» **How to complete this task**: Word for word, repeat each record that follows.

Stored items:
════════════════════

PR #1592, opened 2025-12-08
dix: set errorValue correctly when XID lookup fails in ChangeGCXIDs()

stefan11111:
dixLookupResourceByType always overwrites the pointer passed in as the first arg, so we shouldn't use the union it's in after that to get the requested XID value to put in the errorValue.

Closes: https://gitlab.freedesktop.org/xorg/xserver/-/issues/1857
Fixes: https://github.com/stefan11111/xserver/commit/2d7eb4a19b773d0406c0c2e018a7da97f3565fd5 ("Pre-validate ChangeGC XIDs.")
Reported-by: Mouse <mouse@Rodents-Montreal.ORG>

Part-of: <https://gitlab.freedesktop.org/xorg/xserver/-/merge_requests/2111>

Backported from Xorg


metux:
should this also go to maint-25.0 ?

════════════════════

» **Result**:
PR #1592, opened 2025-12-08
dix: set errorValue correctly when XID lookup fails in ChangeGCXIDs()

stefan11111:
dixLookupResourceByType always overwrites the pointer passed in as the first arg, so we shouldn't use the union it's in after that to get the requested XID value to put in the errorValue.

Closes: https://gitlab.freedesktop.org/xorg/xserver/-/issues/1857
Fixes: https://github.com/stefan11111/xserver/commit/2d7eb4a19b773d0406c0c2e018a7da97f3565fd5 ("Pre-validate ChangeGC XIDs.")
Reported-by: Mouse <mouse@Rodents-Montreal.ORG>

Part-of: <https://gitlab.freedesktop.org/xorg/xserver/-/merge_requests/2111>

Backported from Xorg


metux:
should this also go to maint-25.0 ?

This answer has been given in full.